Record set:
◆ ◆ ◆ ◆ ◆ ◆ ◆
PR #128, opened 2019-08-01
Memory mapped file of a block is Implemented using a single file.

MichaelKim20:
Use single file.
We will expand to use multiple files in the next step.

### DIFF
--- a/source/agora/common/BlockStorage.d
+++ b/source/agora/common/BlockStorage.d
@@ -1,0 +1,268 @@
+/*******************************************************************************
+
+    Defines the memory mapped file of a block.
+
+    The number of files is one.
+    We will expand to use multiple files in the next step.
+
+    Copyright:
+        Copyright (c) 2019 BOS Platform Foundation Korea
+        All rights reserved.
+
+    License:
+        MIT License. See LICENSE for details.
+
+*******************************************************************************/
+
+module agora.common.BlockStorage;
+
+import agora.common.Amount;
+import agora.common.Block;
+import agora.common.Deserializer;
+import agora.common.Serializer;
+
+import std.algorithm.comparison;
+import std.file;
+import std.format;
+import std.mmfile;
+import std.path;
+
+
+/// Ditto
+public class BlockStorage
+{
+    /// Instance of memory mapped file
+    private MmFile file;
+
+    /// Path of block data
+    private string path;
+
+    /// Index is block height, Value is position of file
+    /// We will change to index file in the next step.
+    private size_t[] block_positions;
+
+    /// Ctor
+    public this (string path)
+    {
+        this.path = path;
+    }
+
+    /***************************************************************************
+
+        Make a file name using the index.
+
+        Returns:
+            Returns the file name.
+
+    ***************************************************************************/
+
+    private string getFileName ()
+    {
+        return buildPath(this.path, "block.dat");
+    }
+
+    /***************************************************************************
+
+        Open memory mapped file.
+
+        If a size change occurs, open it again.
+
+        Params:
+            resize = The size of the file to change. If 0 does not change it.
+
+    ***************************************************************************/
+
+    private void map (size_t resize = 0)
+    {
+        if ((this.file !is null) && (resize == 0))
+            return;
+
+        if (this.file !is null)
+            this.unMap();
+
+        this.file =
+            new MmFile(
+                this.getFileName(),
+                MmFile.Mode.readWrite,
+                resize,
+                null
+            );
+    }
+
+    /***************************************************************************
+
+        Close memory mapped file.
+
+    ***************************************************************************/
+
+    private void unMap ()
+    {
+        if (this.file is null)
+            return;
+        import core.memory : GC;
+
+        destroy(this.file);
+        GC.free(&this.file);
+        this.file = null;
+    }
+
+    /***************************************************************************
+
+        Save block to the file.
+
+        Params:
+            block = `Block` to save
+
+        Returns:
+            Returns true if success, otherwise returns false.
+
+    ***************************************************************************/
+
+    public bool saveBlock (const ref Block block)
+    {
+        if (block.header.height != this.block_positions.length)
+            return false;
+
+        const ubyte[] serialized_block = serializeFull(block);
+
+        const size_t bidx = block.header.height;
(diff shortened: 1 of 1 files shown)


source/agora/common/BlockStorage.d
```diff
@@ -0,0 +1,292 @@
...
+                    name,
+                    MmFile.Mode.readWrite,
+                    resize,
+                    null
+                );
+        else
+            this.file =
+                new MmFile(
+                    name,
+                    MmFile.Mode.readWriteNew,
```
AndrejMitrovic: It seems that the `readWrite` mode already creates the file if it doesn't exist? From the documentation:

```
/**
 * The mode the memory mapped file is opened with.
 */
enum Mode
{
    read,            /// Read existing file
    readWriteNew,    /// Delete existing file, write new file
    readWrite,       /// Read/Write existing file, create if not existing
    readCopyOnWrite, /// Read/Write existing file, copy on write
}
```

Unless I'm wrong, I think this part can just be:

```diff
diff --git a/source/agora/common/BlockStorage.d b/source/agora/common/BlockStorage.d
index f8ad8a0..a0a1456 100644
--- a/source/agora/common/BlockStorage.d
+++ b/source/agora/common/BlockStorage.d
@@ -90,22 +90,13 @@ public class BlockStorage

         const string name = this.getFileName();

-        if (name.exists())
-            this.file =
-                new MmFile(
-                    name,
-                    MmFile.Mode.readWrite,
-                    resize,
-                    null
-                );
-        else
-            this.file =
-                new MmFile(
-                    name,
-                    MmFile.Mode.readWriteNew,
-                    max(1, resize),
-                    null
-                );
+        this.file =
+            new MmFile(
+                name,
+                MmFile.Mode.readWrite,
+                resize,
+                null
+            );

         this.is_mapped = true;
     }
```

MichaelKim20: I just checked. I'll fix it. Thank you.

source/agora/common/BlockStorage.d
```diff
@@ -0,0 +1,277 @@
...
+
+    // test of random access
+    import std.random;
+
+    auto rnd = rndGen;
+
+    Block random_block;
+    foreach (idx; 0 .. 100)
+    {
+        auto height = uniform(0, 999, rnd);
```
AndrejMitrovic: If you want to test with all the heights, but in random order, then you can do this:

```
foreach (height; iota(999).randomCover(rnd))
{
}
```

source/agora/common/BlockStorage.d
```diff
@@ -0,0 +1,277 @@
...
+        else
+        {
+            this.map();
+            pos = file.length;
+            // increase size by serialized_block.length
+            this.map(file.length + serialized_block.length);
+        }
+
+        // add information to the look up table.
+        if (this.block_positions.length < block.header.height + 1)
```
AndrejMitrovic: Shouldn't this always be true? Because you have the check above `if (block.header.height != this.block_positions.length) return false`. So you can do:

```D
this.block_positions ~= pos;
```

source/agora/common/BlockStorage.d
MichaelKim20: It's a very good function that I haven't seen anywhere else, and it's amazing. Thank you.

source/agora/common/BlockStorage.d
MichaelKim20: That's a good point. I'll apply it.

source/agora/common/BlockStorage.d
```diff
@@ -0,0 +1,274 @@
...
+
+    private void unMap ()
+    {
+        if (!this.is_mapped)
+            return;
+        import core.memory : GC;
+
+        destroy(this.file);
+        GC.free(&this.file);
+        this.is_mapped = false;
```
Geod24: Instead of having `is_mapped` boolean, you can just set `this.file = null` and use that as a test for being mapped.

source/agora/common/BlockStorage.d
```diff
@@ -0,0 +1,274 @@
...
+    import agora.common.crypto.Key;
+    import agora.common.Data;
+    import agora.common.Hash;
+    import agora.common.Transaction;
+    import agora.consensus.Genesis;
+
+    import std.algorithm.comparison;
+
+
+    string path = buildPath(getcwd, ".cache");
```
Geod24, line 205: Please don't do IO in unittests

Geod24 (changes requested):
Pretty good! I'll suggest something for the unittests soon.

source/agora/common/BlockStorage.d
```diff
@@ -0,0 +1,274 @@
...
+        assert(from < to);
+
+        block = deserializeBlock(cast(ubyte[])this.file[from .. to]);
+
+        return true;
+    }
+}
+
+/// Create and store 1000 blocks and read again. And read 100 random.
+unittest
```
Geod24:
```suggestion
version(none) unittest
```

Let's start with that so we don't hold you back.

source/agora/common/BlockStorage.d
Geod24: Ping

source/agora/common/BlockStorage.d
```diff
@@ -0,0 +1,274 @@
...
+        If a size change occurs, open it again.
+
+        Params:
+            resize = The size of the file to change. If 0 does not change it.
+
+    ***************************************************************************/
+
+    private void map (size_t resize = 0)
+    {
+        if (this.is_mapped && (resize == 0))
```
Geod24:
```suggestion
        if (this.file !is null && (resize == 0))
```

Geod24 (approved):

source/agora/common/BlockStorage.d
```diff
@@ -0,0 +1,268 @@
...
+
+        if (next_height >= this.block_positions.length)
+            to = file.length;
+        else
+            to = this.block_positions[next_height];
+
+        assert(from < file.length);
+        assert(from < to);
+
+        block = deserializeBlock(cast(ubyte[])this.file[from .. to]);
```
Geod24:
```suggestion
        block = deserialize!Block(cast(ubyte[])this.file[from .. to]);
```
◆ ◆ ◆ ◆ ◆ ◆ ◆
Only the lines from the beginning of the entries through the line bearing "-1,0 +1,268 @@" should be returned, each exactly as written.

PR #128, opened 2019-08-01
Memory mapped file of a block is Implemented using a single file.

MichaelKim20:
Use single file.
We will expand to use multiple files in the next step.

### DIFF
--- a/source/agora/common/BlockStorage.d
+++ b/source/agora/common/BlockStorage.d
@@ -1,0 +1,268 @@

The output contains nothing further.